Было воскресенье, и Мигель с сестрой пошли к мессе в замковую часовню. Там служил священник из Агрополи, человек грубый, часто невоздержанный в питье. Дон Мигель, винивший себя в том, что предложил накануне прогуляться по эспланаде, в губительной вечерней сырости, уже высматривал на лице Анны свинцовую бледность, признак лихорадки. На мессе еще присутствовали несколько слуг. Анна горячо молилась.
Они причастились. Губы Анны вытянулись, чтобы взять облатку; Мигель подумал, что это похоже на поцелуй, но тут же отогнал от себя эту мысль, как кощунственную.
Когда они шли обратно, Анна сказала:
— Надо ехать за врачом.
Через несколько минут он галопом скакал в Салерно.
Свежий воздух и быстрая езда изгладили следы бессонной ночи. Он скакал галопом навстречу ветру. Это опьяняло, словно борьба с противником, который все время отступает, но не сдается. Порывы ветра отбрасывали его страхи, как складки длинного плаща Вчерашние бредовые видения уносились прочь, сметенные вихрем молодости и силы. Возможно, приступ лихорадки у донны Валентины окажется неопасным и скоро пройдет. И вечером лицо матери будет прекрасным и безмятежным, как всегда, Подъезжая к Салерно, он пустил коня рысью. Тревога снова овладела им. Кто знает, а вдруг от лихорадки, как от проклятия, можно избавиться, передав ее кому-то другому, и он, сам того не ведая, заразил мать?

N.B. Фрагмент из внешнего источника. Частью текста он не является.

PR #226, opened 2026-04-15
RSDK-13038 BLE provisioning tests

EvanDorsky:
I made a few small changes to the existing provisioning client to get BLE provisioning working, and wrote a new suite for testing it, with one scenario for now.

This is only tested on mac for now, but it should work on linux - would be great if someone who uses linux @jmatth could try running this suite.

In order to get linux support for the test, I had to split the provisioning client into its own go module, because the test requires changes to https://github.com/tinygo-org/bluetooth that aren't in a tagged release yet (and in any case I didn't want to bump the version of https://github.com/tinygo-org/bluetooth just for the tests).

Splitting the provisioning client seemed like a pretty lightweight and isolated change - I mostly had claude do it - but definitely let me know if this was either a bad idea or implemented in a bad way. I re-ran the wifi provisioning tests after doing this and they still passed.


cmd/provisioning-client/bluetooth.go
```diff
@@ -125,7 +125,7 @@ func ExitProvisioning(chars map[string]bluetooth.DeviceCharacteristic) error {
 		return err
 	}
 
-	_, err = chars[exitProvisioningKey].WriteWithoutResponse(cryptExit)
```
cheukt, line 128: what's the difference between `Write` and `WriteWithoutResponse`?

cmd/provisioning-client/provisioning-client
cheukt, line 1: definitely remove this binary before merge

features/serial/install.feature
```diff
@@ -5,3 +5,5 @@ Feature: install viam-agent
     When viam-agent is installed
     Then the viam-agent systemd unit is running
     And the viam-agent systemd unit is enabled
+    And the journald config is live
+    And the wifi power save config is live
```
cheukt, line 9: can you rebase from main/clean up merge conflicts so the diff is cleaner?

cmd/provisioning-client/go.mod
```diff
@@ -0,0 +1,32 @@
+module github.com/viamrobotics/agent/cmd/provisioning-client
```
cheukt: I'd like to avoid adding the go.mod and go.sum to the repo, we should be able to do a `go run ./cmd/provisioning-client` and use the go.mod from the agent repo

agent_serial_test.go
```diff
@@ -519,6 +646,60 @@ func testSendSecureConnectionInfo(ctx context.Context) (context.Context, error)
...
+	for range 3 {
+		if lastErr != nil {
+			time.Sleep(1 * time.Second)
+		}
+		cmd := exec.CommandContext(ctx, "go", "run", ".",
+			"-b",
+			"--status",
+			"--filter", filter,
+		)
+		cmd.Dir = "cmd/provisioning-client"
```
cheukt: from above 

> I'd like to avoid adding the go.mod and go.sum to the repo, we should be able to do a `go run ./cmd/provisioning-client` and use the go.mod from the agent repo

would that work with this setup?

cheukt (changes requested):
looks good! but going to wait to do the full review after the merge conflicts are cleaned up and the diff is cleaner

cheukt:
I did run the tests and it passed, and the general flow makes sense to me

cmd/provisioning-client/bluetooth.go
EvanDorsky: `Write` automatically supports messages longer than 23 bytes (the default BLE MTU) by splitting long messages into a series of smaller ones, while `WriteWithoutResponse` doesn’t. I looked into whether it was possible to change the MTU so I wouldn’t have to change the method but the library didn’t have any support for that. Writes weren’t working at all until I switched to `Write`, which made sense to me because all the messages we were trying to send were longer than 23 bytes.

features/serial/install.feature
EvanDorsky: Yes, sorry about that - now that the other PR is merged I can rebase, I’ll do that soon.

cmd/provisioning-client/go.mod
EvanDorsky: I did that for this reason

> In order to get linux support for the test, I had to split the provisioning client into its own go module, because the test requires changes to https://github.com/tinygo-org/bluetooth that aren't in a tagged release yet

I didn’t want to make a new module either, but doing that seemed like the cleanest way to bump the bluetooth library to support the test without bumping agent’s bluetooth library to an unreleased version. Also Linux CI actually fails if I don’t do this - I think the build fails because `Write` isn’t in agent’s version of the bluetooth library on Linux. So I’d have to somehow fix the Linux build if we opted against the separate module.

Open to another approach though, let me know what you think.

cheukt: [tinygo](https://github.com/tinygo-org/bluetooth) they just released a new version, can you test it? i would rather do the upgrade for the whole repo than separately maintain deps

EvanDorsky: Oh wow nice they literally just did the release 3 hours ago - yeah I'll test it!

EvanDorsky: image

Incredible

cmd/provisioning-client/provisioning-client
EvanDorsky: Oops. Yeah, I'm going to force push a new branch soon off of current main, which will also remove the binary, since I accidentally committed the binary while splitting out the provisioning client into its own module.

EvanDorsky:
Finally pushed a much cleaner diff, took a while because I was running into some local setup issues while testing. Still need to evaluate agent with the new bluetooth library version.

danielbotros (approved):
LGTM! Much needed test

jmatth (commented):
I tried running this on my CachyOS install and couldn't get it to succeed. The provisioning client would fail at varying points in the process. It seemed to get further if I turned off my bluetooth mouse and toggled bluetooth on my machine first. If this works on macOS I'm not sure it's worth the time to track down what's broken on Linux. The one action item I think that should come out of my testing is changing how `provisioning-client` handles failure. Right now it will print error logs but when the process eventually exits it does so with `0`, so the E2E test harness thinks it succeeded and continues to the next step. This doesn't create a false positive since the test eventually fails at a later step, but it points the engineer toward the wrong part of the codebase to start investigating the failure. Depending on how much effort it is I think we should

- [ ] Modify `provisioning-client` to return a non-zero exit code or otherwise communicate failure to the test harness
- [ ] Update the steps that run `provisioning-client` to log the exact command they're running at the `INFO` level and any logs the command produces at the `DEBUG` level, which matches the log levels used for commands run over the serial connection

For reference, this is the closest `provisioning-client` ever got to succeeding:

```
%> go run ./cmd/provisioning-client -b --filter viam-setup-jmatth-deskpi ...<further params redacted>

Scanning...
Found device: viam-setup-jmatth-deskpi [D8:3A:DD:D7:8B:51]
Connecting...
Discovering characteristics for service UUID: 51d984c2-43bd-5228-a3ac-a3eca992e8b3
Found: cd5b8fb9-4006-56e5-a78b-044cf6ae48cb (psk)
Found: 10cd57f1-01bb-5937-89fb-64cc40be53d2 (exit_provisioning)
Found: 6e164616-ee96-5835-b199-115ddbcd885f (agent_version)
Found: d0029d11-a8c2-5231-8fcc-83de66952f01 (secret)
Found: f30e26d6-155c-5a24-bd7f-6b1a40e463da (api_key)
Found: 37a720ee-86e5-55a8-b876-d200fb7e4f72 (ssid)
Found: 444ee2b0-b3fa-5d74-bb35-f194642188b3 (app_address)
Found: 61eba4df-b901-502c-b278-fadf9d52802b (networks)
Found: 70bc8310-68ca-5011-9282-72f201293dfb (pub_key)
Found: 96a4bebb-a361-5c73-9d76-45a0faa9d4a0 (unlock_pairing)
Found: c2be234e-1975-5e85-b97b-bb30c3bf43d2 (id)
Found: ea8a8689-548f-5941-829b-82aeff8095b7 (status)
Found: 49d34f00-cf76-55fa-9f8d-23f6836136ab (manufacturer)
Found: 75f64044-b604-5547-a723-7f8618255ddc (errors)
Found: e7e1ac15-fb59-54ab-8538-72008ad4ee43 (model)
Found: d2eae9e8-30bc-5fdf-bd9f-bd4e8a4017d2 (fragment_id)
Writing device credentials...
2026-04-28T20:15:19.196Z        ERROR   provisioning-client     provisioning-client/main.go:15  writing part id: Operation failed with ATT error: 0x0e
```

EvanDorsky:
Thanks for testing @jmatth. Independent of the error code behavior of `provisioning-client`, I did find a place where my test code was swallowing some errors (golang variable shadowing, a fun footgun I learned about yesterday) and causing a step to pass when it should have failed. You might have been running into that while testing as well.

Aside from that, I agree it makes sense to stick to mac for these tests for now.

> Update the steps that run provisioning-client to log the exact command they're running at the INFO level and any logs the command produces at the DEBUG level, which matches the log levels used for commands run over the serial connection

This is a good call, I'll do this.

> Modify provisioning-client to return a non-zero exit code or otherwise communicate failure to the test harness

I'll look into this too. The new commits actually do a much better job catching errors from `provisioning-client` by just parsing the output (which is already necessary to verify that a given behavior raises the correct error message).

EvanDorsky:
New changes:
- added test cases for automatic provisioning startup, known/unknown secure networks, insecure network, and bad wifi passkey. Basically parity with the wifi tests.
- added expected bluetooth characteristic checking to the "bluetooth is discoverable" case (this eliminates false positives on incomplete connections, which do happen)
- added error string parsing for the "bad wifi passkey" case (this helped catch some bugs)
- fixed the false pass of the "bluetooth is discoverable" step that @jmatth pointed out by catching errors properly
- added info / debug logs to the bluetooth steps (which required promoting the test logger to a package-level variable)
- removed the call to serialcontrol `EnsureOnline` from the after suite hook since it was basically just thrashing network manager (since the test background steps delete all connections anyway)

Of particular note: I removed the "invalid SSID" case for two reasons
1. I don't think a real client can actually provide an SSID that agent doesn't know, because the client gets the candidate list from agent
2. Forcing this case with the command-line provisioning client causes an indefinite hang (even on main) and needs further investigation

I tested the bluetooth suite (the tests are still darwin only), and also tested provisioning with the actual iPhone and Android apps (since the next release will contain the version bump to the bluetooth library) and everything looks good, but could still use some more runs on the test suite. I also still need to make sure the full suite still passes, didn't have time to run that today - but I think this is ready for re-review in the meantime.

.vscode/settings.json
```diff
@@ -0,0 +1,5 @@
+{
```
cheukt: should this be committed?

agent-test.work.toml
```diff
@@ -0,0 +1,24 @@
+# Uncommented fields are required. Text <in brackets> is a placeholder and
```
cheukt: this also shouldn't be committed

report.xml
```diff
@@ -0,0 +1,11 @@
+<?xml version="1.0" encoding="UTF-8"?>
```
cheukt: should this be merged too?

cheukt (commented):
looks good, probably just need to delete a few files. will approve once it is clean

.vscode/settings.json
EvanDorsky: nope - I'm just noticing I accidentally committed a couple of files, will be removing them

agent-test.work.toml
EvanDorsky: yeah fixing this now my bad

EvanDorsky:
apologies for the bad file push, those files have been removed from the history

cheukt (approved):
LGTM!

Дом врача пришлось искать долго. Наконец недалеко от порта ему показали неказистый на вид дом в тупике, наполовину оторванный ставень хлопал на ветру. Он стукнул дверным молотком, выглянула полураздетая женщина и, размахивая руками, спросила всадника, что ему угодно; ему пришлось рассказать все в подробностях, повышая голос до крика, чтобы его услышали. Другие женщины стали шумно выражать сочувствие незнакомой больной. В конце концов дон Мигель уразумел, что мессер Франческо Чичинно на воскресной мессе.
Молодому человеку предложили подождать и вынесли на улицу табурет. Воскресная месса закончилась; мессер Франческо Чичинно в длинном докторском одеянии мелкими шажками шествовал по мостовой, стараясь ступать на самые гладкие камни. Это был маленький старичок, настолько чистенький, что производил впечатление новизны и безликости, как не бывшая в употреблении вещь. Когда дон Мигель назвал себя, врач стал рассыпаться в любезностях. После долгих колебаний он наконец согласился ехать на крупе лошади. Но попросил позволения сперва перекусить. Служанка вынесла ему из дома ломоть хлеба, густо намазанный маслом; потом он очень долго вытирал пальцы.